Speaking on Radio 4’s Today programme on Monday, 22 November 2010 Housing Minister Grant Shapps pledged a 150,000 increase in social housing units in the lifetime of the current parliament. I don’t think there’s any change the government will achieve even this modest target.
The government is cutting central government capital funding for social housing by roughly 50% – from £8.4 billion to £4.4 billion a year. Perhaps about half of the grant will be spent on new social housing, the rest on mortgage to rent, keyworker and shared ownership type schemes.
With £8 billion available about 25,000 new homes were started over each of the last few years. So the coalition government plans to invest enough to deliver about 10,000 units a year, or 50,000 over five years. The preceding figures are a bit of a guess but at least indicate Shapps is aiming a bit high.
Last year about 8,500 social housing units were sold for one reason or another. If the economy recovers this is likely to rise as Right To Buy sales pick up. There will also be other losses, eg, demolition of unwanted stock in some northern cities (although as the Pathfinder initiative has been cancelled this may be minimal). Let’s predict a minimal rise and say 10,000 units a year are going to be lost. Again, this is a speculative guess.
Taking the scratched-on-the-back-of-a-fag-packet figures above, the government is on course to deliver an increase of, er, zero houses by 2015 when the next election is due. Oh dear.
Ah, but what of the proposed 80% market rent allowed by new flexible tenancies – won’t that allow councils and Housing Associations (HAs) to unleash a new wave of building? Maybe, but I can’t really see it as currently proposed.

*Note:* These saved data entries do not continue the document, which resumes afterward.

PR #718, opened 2020-06-01
[MX-504] Added ES version check for IE11 compatibility

karkevin:
# Description
- bandaid fix for ES version compatibility for IE11 users
- added git pre commit check using eslint and husky
- No clean way of checking for ES version in `.phtml` files using composer, so added some npm dev dependencies. These can be removed once refactoring to move JS files out of M2 into source is accomplished. Dependencies can then be accessed from source. 

- A more sustainable change would be to use a transpiler (such as babel and webpack) to convert es6+ syntax into es5 during the build stage. This solution can be further looked into after the JS refactor, and assets are loaded into M2 from source.

Fixes: [MX-504](https://boltpay.atlassian.net/browse/MX-504)

#changelog [MX-504] Added ES version check for IE11 compatibility
- added pre commit hooks and linting instructions
- modified JS from es6 to es5 syntax in `boltaccount.phtml`

# Type of change

- [X] New feature (change which adds functionality)

# How Has This Been Tested?

- [X] Successfully tested locally (or docker image)

# Checklist:

### DIFF
--- a/view/frontend/templates/boltaccount.phtml
+++ b/view/frontend/templates/boltaccount.phtml
@@ -51,7 +51,7 @@ $checkoutKey = $block->getCheckoutKey();
                 // When magento constructs mobile menu it copies elements instead of moving
                 // We need to wait for this coping, remove first bolt-account-login div
                 // And only ofter that insert account.js script
-                let timerId = setTimeout(function boltAccountLookup() {
+                var timerId = setTimeout(function boltAccountLookup() {
                     var $account_div = $("div.bolt-account-login");
                     if ($account_div.length==2) {
                         $account_div.eq(0).remove();
--- a/.eslintignore
+++ b/.eslintignore
@@ -1,0 +1,4 @@
+# ignore the test folder
+Test
+
+.gitignore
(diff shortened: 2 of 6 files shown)


view/frontend/templates/boltaccount.phtml
```diff
@@ -51,7 +51,7 @@ $checkoutKey = $block->getCheckoutKey();
                 // When magento constructs mobile menu it copies elements instead of moving
                 // We need to wait for this coping, remove first bolt-account-login div
                 // And only ofter that insert account.js script
-                let timerId = setTimeout(function boltAccountLookup() {
+                var timerId = setTimeout(function boltAccountLookup() {
```
njfaries, line 54: This seems unrelated?

njfaries: nvm missed bit in description

karkevin: @njfaries `let` is a keyword present in es6, which is not supported in es5 for defining variables. Unsure if it causes any problems with IE, but the change is required in order to fulfill the pre-commit hook.

karkevin: This shouldn't be an issue regardless, since `timerId` is only defined in the block and not called globally.

PR #723, opened 2020-06-05
M2P-85 Create an offline Magento invoice and move order status to processing after placing an order using a saved card in the back-office

johnmccombs1:
# Description
Currently, after the admin creates an order using a saved card in the back-office, the order is created and stuck in the pending status as the Bolt recharged transaction doesn’t have webhooks.

This PR creates an offline Magento invoice for the recharged order and move its status to processing.

Fixes: https://boltpay.atlassian.net/browse/M2P-85

#changelog Create an offline Magento invoice and move order status to processing after placing an order using a saved card in the back-office

# Type of change

# How Has This Been Tested?

# Checklist:


johnmccombs1:
@danac-gs  because the recharged transaction is a direct payment. Bolt doesn’t authorize and capture it. It just goes to complete status right away after its creation. It’s just like an auto-capture transaction without the hooks being sent to Magento.

Plugin/OrderPlugin.php
```diff
@@ -48,6 +63,11 @@ public function beforeSetState(Order $subject, $state)
         if (!$subject->getPayment() || $subject->getPayment()->getMethod() != \Bolt\Boltpay\Model\Payment::METHOD_CODE) {
             return [$state];
         }
+
+        if ($subject->getIsRechargedOrder()){
```
vitaliyreznikov, line 67: Could you add a comment while we need this?

johnmccombs1: @vitaliyreznikov I've updated

Plugin/OrderPlugin.php
```diff
@@ -69,6 +90,12 @@ public function beforeSetStatus(Order $subject, $status)
         if (!$subject->getPayment() || $subject->getPayment()->getMethod() != \Bolt\Boltpay\Model\Payment::METHOD_CODE) {
             return [$status];
         }
+
+        if ($subject->getIsRechargedOrder()) {
+            // Check and set the recharged order state to processing
```
vitaliyreznikov, line 95: Could you add a comment while we need set status to processing in this case? What happens if we don't do this?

The big developing HAs were borrowed up to the hilt and relying on shared ownership buy-outs to keep afloat when the recession and housing price fall hit in 2007. For a while it looked like some of the real biggies – Places for People in particular – might be about to go belly up. There’re not in a position to take on more debt. Additionally, the proposed attachment of a Right To Buy to the new flexible tenancies will prevent HAs using these to fund development.
Local council finances are outside my expertise. In the early part of the decade when target rents were introduced to push up council rents they squealed “this will put up rents for our tenants and we don’t need the money!” But then when it came to bringing all their properties up to Decent Homes standard they squealed equally loudly “we can’t afford it can we need more time!” It is possible councils are in a position to fund their own development programmes but my gut feeling is not.
A slight curveball is there’s no legal reason I’m aware of to stop both HAs and councils increasing all their rents – including current tenants – up to 100% of the market rent. Some landlords may interpret the smoke from central government – encouraging 80% of market rent for new tenants – as meaning no objection to an across the board rent hike. This could certainly fund additional development although the Housing Benefit bill would increase by a fair old amount.
Meanwhile, outside the not-for-profit council and HA world there’s the private sector which has long wanted to get its hands on government social housing capital grants. I suspect the government is relying on these to step up to the plate and make up the numbers of new units. How realistic this is time will tell but surely tying Right To Buy in with the new flexible tenancies will make private developers run a mile?
So, here’s my prediction: the government will fail to provide Shapps’ additional 150,000 units by 2015 without putting in significant additional funding. They’ll need to bring the grant up to something like £6 billion a year. With the current grant social housing stock will stay static or increase only slightly.